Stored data
- Opening Delimiter -

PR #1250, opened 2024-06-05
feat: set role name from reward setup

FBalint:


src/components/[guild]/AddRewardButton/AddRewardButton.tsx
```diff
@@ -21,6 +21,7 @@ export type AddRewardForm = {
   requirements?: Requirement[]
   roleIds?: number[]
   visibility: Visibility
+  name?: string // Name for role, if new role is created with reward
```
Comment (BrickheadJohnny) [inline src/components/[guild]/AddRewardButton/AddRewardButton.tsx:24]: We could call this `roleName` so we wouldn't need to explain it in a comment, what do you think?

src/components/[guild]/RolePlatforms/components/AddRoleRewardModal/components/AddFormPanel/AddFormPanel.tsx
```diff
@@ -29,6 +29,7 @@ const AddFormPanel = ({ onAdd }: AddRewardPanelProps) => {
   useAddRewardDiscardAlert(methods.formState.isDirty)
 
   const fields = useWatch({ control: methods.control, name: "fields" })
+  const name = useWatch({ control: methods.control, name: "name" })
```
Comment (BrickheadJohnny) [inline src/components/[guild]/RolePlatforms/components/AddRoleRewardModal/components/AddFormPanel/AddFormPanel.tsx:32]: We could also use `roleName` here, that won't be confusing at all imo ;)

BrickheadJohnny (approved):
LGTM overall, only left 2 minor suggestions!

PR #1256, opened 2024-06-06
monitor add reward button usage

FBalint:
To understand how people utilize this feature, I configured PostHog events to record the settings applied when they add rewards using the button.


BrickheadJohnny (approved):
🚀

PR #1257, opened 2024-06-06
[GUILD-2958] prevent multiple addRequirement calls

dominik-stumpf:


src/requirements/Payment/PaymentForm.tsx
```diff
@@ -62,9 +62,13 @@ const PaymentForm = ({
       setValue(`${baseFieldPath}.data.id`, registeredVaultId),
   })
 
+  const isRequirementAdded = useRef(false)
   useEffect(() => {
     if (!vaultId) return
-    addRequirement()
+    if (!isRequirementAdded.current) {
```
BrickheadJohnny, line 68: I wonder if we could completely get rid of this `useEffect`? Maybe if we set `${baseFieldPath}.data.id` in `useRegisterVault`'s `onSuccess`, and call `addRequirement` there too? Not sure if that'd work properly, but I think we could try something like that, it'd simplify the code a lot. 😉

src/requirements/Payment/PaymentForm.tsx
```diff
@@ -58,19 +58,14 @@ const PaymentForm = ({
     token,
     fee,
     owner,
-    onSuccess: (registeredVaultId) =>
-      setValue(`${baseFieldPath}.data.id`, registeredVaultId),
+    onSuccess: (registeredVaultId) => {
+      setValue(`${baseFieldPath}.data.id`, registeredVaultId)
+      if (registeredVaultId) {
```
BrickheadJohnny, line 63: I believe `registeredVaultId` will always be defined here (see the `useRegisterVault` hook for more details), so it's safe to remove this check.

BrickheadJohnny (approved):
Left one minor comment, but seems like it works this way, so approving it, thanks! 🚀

- Closing Delimiter -
- Opening Delimiter -

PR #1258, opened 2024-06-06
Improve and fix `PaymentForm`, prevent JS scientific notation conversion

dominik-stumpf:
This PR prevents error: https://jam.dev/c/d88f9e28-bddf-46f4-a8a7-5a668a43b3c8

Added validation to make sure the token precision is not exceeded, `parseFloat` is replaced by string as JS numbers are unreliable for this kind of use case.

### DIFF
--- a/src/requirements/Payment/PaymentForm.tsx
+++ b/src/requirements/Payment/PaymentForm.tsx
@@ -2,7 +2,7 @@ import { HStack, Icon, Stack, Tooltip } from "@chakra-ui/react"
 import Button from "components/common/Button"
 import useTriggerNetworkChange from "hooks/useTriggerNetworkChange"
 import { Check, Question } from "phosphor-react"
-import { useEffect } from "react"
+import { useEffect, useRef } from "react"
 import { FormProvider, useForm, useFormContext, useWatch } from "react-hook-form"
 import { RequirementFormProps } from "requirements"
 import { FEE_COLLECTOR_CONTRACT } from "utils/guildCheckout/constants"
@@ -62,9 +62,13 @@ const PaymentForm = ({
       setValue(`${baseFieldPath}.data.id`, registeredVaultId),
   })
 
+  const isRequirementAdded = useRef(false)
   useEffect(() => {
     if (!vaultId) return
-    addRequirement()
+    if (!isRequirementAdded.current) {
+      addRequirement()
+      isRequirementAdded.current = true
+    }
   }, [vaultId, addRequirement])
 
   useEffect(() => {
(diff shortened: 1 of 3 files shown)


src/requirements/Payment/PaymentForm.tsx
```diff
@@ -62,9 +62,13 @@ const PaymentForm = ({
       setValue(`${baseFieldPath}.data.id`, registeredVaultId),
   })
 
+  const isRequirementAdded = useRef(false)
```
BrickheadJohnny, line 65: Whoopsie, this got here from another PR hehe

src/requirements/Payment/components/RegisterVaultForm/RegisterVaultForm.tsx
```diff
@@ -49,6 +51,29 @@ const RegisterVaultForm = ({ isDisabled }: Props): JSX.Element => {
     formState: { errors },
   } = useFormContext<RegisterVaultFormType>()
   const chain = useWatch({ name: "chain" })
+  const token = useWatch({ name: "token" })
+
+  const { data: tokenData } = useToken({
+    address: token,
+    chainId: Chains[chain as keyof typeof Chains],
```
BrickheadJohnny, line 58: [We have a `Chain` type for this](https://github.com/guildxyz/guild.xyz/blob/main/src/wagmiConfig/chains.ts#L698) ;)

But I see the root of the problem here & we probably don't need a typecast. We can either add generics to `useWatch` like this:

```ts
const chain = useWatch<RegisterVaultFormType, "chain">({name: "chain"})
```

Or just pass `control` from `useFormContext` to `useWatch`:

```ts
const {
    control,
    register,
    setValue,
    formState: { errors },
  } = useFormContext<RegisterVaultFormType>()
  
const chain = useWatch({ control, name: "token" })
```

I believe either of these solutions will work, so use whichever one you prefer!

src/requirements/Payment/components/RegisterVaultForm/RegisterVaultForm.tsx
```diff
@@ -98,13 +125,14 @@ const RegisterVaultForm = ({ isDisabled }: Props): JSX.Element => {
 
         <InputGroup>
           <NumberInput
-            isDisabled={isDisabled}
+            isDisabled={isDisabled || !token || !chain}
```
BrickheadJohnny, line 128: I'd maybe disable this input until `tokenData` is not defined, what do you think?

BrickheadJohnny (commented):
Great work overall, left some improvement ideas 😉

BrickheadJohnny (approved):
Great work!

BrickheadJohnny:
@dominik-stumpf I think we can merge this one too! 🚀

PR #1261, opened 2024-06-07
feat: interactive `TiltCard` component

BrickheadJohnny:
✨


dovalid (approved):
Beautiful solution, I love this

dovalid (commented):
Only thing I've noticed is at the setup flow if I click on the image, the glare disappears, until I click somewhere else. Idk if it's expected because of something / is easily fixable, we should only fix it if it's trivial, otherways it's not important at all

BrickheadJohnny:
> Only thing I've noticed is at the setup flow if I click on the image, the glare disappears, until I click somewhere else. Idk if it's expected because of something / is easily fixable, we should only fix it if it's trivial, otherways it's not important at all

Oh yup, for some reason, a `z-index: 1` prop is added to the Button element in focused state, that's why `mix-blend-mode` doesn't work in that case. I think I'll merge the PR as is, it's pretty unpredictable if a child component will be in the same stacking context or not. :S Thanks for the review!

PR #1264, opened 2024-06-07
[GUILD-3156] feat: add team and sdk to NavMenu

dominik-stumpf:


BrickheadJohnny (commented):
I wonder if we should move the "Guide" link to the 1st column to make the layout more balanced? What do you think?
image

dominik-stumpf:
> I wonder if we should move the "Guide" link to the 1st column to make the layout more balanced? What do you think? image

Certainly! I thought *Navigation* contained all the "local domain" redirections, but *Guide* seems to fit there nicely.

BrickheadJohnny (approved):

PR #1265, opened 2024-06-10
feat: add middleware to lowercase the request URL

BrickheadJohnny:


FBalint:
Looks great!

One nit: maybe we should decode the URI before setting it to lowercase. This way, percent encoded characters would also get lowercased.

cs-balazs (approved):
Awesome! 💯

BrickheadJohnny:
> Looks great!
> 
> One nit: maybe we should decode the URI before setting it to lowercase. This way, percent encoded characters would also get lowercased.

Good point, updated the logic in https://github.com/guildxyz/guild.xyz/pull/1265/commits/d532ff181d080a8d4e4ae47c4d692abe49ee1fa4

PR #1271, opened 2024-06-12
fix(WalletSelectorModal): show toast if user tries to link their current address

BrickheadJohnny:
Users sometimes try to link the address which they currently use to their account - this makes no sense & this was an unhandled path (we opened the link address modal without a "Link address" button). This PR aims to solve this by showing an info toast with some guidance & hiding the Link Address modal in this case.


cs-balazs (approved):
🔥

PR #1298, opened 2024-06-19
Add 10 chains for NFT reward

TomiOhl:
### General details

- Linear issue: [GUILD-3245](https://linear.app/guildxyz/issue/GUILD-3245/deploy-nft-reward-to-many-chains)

- Closing Delimiter -
- Opening Delimiter -

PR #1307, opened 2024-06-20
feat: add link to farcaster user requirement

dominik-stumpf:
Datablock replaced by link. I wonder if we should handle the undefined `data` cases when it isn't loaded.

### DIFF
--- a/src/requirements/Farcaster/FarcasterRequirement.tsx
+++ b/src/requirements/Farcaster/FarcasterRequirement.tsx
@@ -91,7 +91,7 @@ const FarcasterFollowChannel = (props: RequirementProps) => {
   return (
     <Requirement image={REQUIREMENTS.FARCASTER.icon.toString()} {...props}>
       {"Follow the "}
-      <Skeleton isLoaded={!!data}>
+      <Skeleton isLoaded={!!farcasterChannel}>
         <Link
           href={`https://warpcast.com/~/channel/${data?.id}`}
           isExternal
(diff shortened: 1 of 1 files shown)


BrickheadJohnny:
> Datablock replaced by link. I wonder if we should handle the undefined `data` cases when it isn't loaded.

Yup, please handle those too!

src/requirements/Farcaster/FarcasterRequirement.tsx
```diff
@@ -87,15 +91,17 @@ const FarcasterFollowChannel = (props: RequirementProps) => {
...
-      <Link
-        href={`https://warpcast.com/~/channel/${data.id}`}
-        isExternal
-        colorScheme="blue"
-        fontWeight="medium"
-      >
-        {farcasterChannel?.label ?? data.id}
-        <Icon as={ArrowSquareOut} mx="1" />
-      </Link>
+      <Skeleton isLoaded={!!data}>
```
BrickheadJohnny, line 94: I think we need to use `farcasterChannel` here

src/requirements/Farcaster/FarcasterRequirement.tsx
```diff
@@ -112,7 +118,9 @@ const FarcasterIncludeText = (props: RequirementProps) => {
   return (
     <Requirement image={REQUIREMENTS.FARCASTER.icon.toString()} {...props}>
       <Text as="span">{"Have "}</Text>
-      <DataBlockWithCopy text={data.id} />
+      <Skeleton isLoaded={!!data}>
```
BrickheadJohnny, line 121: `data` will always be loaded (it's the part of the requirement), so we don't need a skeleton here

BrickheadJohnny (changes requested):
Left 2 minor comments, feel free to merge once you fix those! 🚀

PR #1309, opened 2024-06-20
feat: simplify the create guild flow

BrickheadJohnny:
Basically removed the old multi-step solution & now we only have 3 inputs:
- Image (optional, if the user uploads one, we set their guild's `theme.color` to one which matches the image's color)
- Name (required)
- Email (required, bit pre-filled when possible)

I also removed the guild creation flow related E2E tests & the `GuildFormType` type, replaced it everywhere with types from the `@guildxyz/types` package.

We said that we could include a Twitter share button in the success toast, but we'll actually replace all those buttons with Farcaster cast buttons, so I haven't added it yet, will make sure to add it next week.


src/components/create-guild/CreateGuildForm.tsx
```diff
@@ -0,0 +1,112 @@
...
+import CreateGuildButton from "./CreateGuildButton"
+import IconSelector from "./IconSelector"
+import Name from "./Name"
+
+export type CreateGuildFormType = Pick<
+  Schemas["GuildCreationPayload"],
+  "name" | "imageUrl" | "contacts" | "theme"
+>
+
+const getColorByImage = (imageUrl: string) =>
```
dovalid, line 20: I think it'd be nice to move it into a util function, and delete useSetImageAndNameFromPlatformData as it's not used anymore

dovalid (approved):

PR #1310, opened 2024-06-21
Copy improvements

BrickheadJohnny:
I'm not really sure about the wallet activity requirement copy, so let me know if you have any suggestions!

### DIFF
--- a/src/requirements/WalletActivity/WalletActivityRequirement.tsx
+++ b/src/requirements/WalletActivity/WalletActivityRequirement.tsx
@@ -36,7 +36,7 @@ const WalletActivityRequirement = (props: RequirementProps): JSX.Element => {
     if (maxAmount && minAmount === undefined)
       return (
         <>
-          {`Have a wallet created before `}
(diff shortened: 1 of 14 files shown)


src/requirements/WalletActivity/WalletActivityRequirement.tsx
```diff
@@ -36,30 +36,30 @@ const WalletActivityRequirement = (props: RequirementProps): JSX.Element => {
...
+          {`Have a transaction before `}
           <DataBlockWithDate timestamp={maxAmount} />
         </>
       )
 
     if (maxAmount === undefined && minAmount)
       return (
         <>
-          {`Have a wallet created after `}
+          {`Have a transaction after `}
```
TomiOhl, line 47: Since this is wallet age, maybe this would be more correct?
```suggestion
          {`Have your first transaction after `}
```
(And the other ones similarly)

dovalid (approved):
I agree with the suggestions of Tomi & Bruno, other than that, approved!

- Closing Delimiter -

> DIRECTIONS:
Each line in the data above either holds "AddRewardButton" or does not. State how many do, as a bare number.

> TASK SOLUTION:
2